Problem statement: Your answer should be a single number, the count of lines in the material with the string "qExpectedHypervolumeImprovement".

-*-*-

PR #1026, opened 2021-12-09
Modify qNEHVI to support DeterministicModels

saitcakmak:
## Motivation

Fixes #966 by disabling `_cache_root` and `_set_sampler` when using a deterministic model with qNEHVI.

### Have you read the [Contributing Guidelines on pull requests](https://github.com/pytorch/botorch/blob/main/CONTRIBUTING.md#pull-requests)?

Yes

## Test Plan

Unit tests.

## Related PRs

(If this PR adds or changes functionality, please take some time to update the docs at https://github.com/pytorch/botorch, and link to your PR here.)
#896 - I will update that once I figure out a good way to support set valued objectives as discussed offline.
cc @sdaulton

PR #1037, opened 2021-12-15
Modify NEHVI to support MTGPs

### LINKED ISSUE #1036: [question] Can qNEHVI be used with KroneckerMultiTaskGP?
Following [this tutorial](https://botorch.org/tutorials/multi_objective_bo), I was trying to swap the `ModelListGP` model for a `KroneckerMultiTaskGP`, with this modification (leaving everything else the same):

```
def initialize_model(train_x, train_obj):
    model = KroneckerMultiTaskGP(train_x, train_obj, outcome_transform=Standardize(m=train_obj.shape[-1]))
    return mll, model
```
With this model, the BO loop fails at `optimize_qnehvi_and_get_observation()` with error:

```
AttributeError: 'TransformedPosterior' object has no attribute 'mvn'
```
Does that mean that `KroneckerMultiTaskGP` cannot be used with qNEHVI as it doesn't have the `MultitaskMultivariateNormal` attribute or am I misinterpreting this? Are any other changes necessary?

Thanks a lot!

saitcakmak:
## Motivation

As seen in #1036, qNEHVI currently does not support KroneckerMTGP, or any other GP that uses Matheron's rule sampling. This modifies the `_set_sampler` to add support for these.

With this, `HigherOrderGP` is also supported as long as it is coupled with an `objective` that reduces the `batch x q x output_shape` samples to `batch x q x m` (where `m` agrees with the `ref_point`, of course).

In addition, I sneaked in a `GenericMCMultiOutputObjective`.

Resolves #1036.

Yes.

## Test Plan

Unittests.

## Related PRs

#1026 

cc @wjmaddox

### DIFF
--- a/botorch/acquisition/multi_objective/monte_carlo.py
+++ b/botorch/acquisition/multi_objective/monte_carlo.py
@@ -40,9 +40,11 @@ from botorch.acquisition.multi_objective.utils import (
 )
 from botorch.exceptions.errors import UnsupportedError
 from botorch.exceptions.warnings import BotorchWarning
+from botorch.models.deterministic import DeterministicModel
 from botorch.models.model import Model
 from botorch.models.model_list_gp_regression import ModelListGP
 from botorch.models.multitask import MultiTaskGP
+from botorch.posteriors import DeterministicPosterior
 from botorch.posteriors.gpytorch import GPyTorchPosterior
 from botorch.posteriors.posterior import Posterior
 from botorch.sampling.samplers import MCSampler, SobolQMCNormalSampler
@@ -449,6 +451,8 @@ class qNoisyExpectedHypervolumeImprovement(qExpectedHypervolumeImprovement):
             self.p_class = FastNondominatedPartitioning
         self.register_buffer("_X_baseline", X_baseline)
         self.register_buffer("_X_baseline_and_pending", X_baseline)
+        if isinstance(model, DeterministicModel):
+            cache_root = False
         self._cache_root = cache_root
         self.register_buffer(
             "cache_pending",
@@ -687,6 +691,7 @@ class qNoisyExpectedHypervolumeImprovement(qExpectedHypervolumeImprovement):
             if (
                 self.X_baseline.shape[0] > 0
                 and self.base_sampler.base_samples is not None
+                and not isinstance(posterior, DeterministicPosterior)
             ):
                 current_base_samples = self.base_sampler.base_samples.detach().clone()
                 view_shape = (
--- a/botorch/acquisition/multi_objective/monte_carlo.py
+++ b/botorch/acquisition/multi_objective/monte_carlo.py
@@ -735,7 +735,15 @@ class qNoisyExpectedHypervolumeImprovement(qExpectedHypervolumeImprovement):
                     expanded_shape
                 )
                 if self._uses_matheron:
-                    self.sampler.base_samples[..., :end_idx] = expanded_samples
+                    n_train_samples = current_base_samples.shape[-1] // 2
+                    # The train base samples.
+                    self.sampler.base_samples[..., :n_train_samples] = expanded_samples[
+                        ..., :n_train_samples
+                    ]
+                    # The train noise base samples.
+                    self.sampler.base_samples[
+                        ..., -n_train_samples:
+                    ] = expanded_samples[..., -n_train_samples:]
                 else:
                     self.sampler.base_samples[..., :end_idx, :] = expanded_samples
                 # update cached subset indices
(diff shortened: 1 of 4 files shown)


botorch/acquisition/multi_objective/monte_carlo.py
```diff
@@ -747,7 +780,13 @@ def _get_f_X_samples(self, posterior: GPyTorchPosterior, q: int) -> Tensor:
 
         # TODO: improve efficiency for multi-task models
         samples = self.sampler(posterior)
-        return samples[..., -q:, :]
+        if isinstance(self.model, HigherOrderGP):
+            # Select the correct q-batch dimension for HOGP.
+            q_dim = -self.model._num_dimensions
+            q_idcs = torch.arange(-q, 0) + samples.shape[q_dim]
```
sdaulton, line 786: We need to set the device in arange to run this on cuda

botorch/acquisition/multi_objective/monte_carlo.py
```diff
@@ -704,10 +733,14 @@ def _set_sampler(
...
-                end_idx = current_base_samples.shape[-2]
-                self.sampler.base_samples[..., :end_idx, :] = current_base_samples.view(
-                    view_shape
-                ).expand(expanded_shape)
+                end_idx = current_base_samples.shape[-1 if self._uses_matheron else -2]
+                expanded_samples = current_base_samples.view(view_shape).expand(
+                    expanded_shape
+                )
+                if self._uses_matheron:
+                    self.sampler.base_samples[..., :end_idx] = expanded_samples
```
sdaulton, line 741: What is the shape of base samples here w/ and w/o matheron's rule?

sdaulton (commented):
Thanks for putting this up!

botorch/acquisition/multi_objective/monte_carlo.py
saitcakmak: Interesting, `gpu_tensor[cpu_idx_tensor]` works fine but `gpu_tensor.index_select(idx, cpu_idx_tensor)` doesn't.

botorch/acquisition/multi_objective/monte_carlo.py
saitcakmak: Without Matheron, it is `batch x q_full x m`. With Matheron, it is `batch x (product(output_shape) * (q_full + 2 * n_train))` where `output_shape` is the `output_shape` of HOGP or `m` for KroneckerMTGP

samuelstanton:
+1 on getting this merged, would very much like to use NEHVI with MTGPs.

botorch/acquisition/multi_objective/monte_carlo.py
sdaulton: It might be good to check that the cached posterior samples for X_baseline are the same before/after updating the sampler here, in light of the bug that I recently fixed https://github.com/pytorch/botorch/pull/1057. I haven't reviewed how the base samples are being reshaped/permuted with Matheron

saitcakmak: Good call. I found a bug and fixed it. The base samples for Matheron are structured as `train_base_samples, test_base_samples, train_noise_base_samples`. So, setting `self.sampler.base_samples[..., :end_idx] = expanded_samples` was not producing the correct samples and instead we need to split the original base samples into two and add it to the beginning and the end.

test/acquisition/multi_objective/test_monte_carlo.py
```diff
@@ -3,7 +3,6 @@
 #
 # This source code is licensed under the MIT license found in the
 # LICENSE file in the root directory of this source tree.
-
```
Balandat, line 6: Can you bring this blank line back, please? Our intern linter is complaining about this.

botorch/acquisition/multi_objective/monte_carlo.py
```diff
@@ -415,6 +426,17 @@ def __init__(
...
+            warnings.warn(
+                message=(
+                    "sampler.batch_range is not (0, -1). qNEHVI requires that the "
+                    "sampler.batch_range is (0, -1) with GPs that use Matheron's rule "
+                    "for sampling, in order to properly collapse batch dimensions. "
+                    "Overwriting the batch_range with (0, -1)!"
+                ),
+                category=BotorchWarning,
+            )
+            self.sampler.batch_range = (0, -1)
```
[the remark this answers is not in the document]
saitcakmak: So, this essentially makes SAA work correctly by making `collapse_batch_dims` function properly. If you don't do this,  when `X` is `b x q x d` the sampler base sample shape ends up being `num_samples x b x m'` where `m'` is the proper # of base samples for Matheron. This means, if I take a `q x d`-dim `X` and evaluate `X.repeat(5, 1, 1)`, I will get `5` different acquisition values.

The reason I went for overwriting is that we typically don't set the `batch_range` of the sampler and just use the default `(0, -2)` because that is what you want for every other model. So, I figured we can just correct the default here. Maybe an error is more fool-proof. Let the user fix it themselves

-*-*-

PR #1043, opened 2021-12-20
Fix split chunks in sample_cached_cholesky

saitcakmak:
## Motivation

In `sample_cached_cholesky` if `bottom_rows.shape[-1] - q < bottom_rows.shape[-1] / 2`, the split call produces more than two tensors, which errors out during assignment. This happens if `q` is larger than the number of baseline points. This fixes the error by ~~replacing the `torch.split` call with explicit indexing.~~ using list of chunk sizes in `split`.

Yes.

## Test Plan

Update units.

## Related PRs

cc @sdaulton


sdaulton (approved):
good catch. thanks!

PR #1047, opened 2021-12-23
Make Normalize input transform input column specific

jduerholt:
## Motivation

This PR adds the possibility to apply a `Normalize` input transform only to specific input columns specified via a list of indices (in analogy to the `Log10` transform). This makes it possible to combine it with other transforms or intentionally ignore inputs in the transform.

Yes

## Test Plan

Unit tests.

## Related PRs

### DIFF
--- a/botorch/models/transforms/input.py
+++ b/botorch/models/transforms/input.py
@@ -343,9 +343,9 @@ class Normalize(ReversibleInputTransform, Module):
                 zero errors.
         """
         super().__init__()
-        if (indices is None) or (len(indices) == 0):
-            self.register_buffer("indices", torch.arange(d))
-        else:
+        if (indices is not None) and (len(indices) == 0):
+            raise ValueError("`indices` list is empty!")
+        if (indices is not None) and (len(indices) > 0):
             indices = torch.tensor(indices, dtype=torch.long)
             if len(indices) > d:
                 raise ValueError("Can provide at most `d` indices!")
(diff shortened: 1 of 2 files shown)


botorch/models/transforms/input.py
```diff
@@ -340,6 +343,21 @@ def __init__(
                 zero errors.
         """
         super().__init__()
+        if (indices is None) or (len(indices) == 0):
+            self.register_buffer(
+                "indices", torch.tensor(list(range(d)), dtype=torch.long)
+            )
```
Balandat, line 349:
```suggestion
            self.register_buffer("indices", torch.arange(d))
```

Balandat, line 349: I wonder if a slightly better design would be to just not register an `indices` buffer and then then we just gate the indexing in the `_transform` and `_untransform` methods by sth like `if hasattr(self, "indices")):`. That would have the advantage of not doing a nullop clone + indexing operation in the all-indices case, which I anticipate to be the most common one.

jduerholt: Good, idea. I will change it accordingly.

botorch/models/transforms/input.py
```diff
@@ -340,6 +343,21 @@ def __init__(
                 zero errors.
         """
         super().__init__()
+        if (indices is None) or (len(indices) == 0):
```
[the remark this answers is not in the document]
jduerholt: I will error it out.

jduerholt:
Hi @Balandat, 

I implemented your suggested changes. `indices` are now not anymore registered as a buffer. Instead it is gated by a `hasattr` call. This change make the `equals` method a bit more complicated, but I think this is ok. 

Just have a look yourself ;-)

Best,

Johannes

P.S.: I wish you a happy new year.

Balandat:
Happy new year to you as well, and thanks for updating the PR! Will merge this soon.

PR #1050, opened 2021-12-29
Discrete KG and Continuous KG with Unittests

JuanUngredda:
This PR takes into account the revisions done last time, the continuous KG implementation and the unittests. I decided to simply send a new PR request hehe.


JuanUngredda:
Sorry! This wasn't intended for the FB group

-*-*-

Exercise answer: 3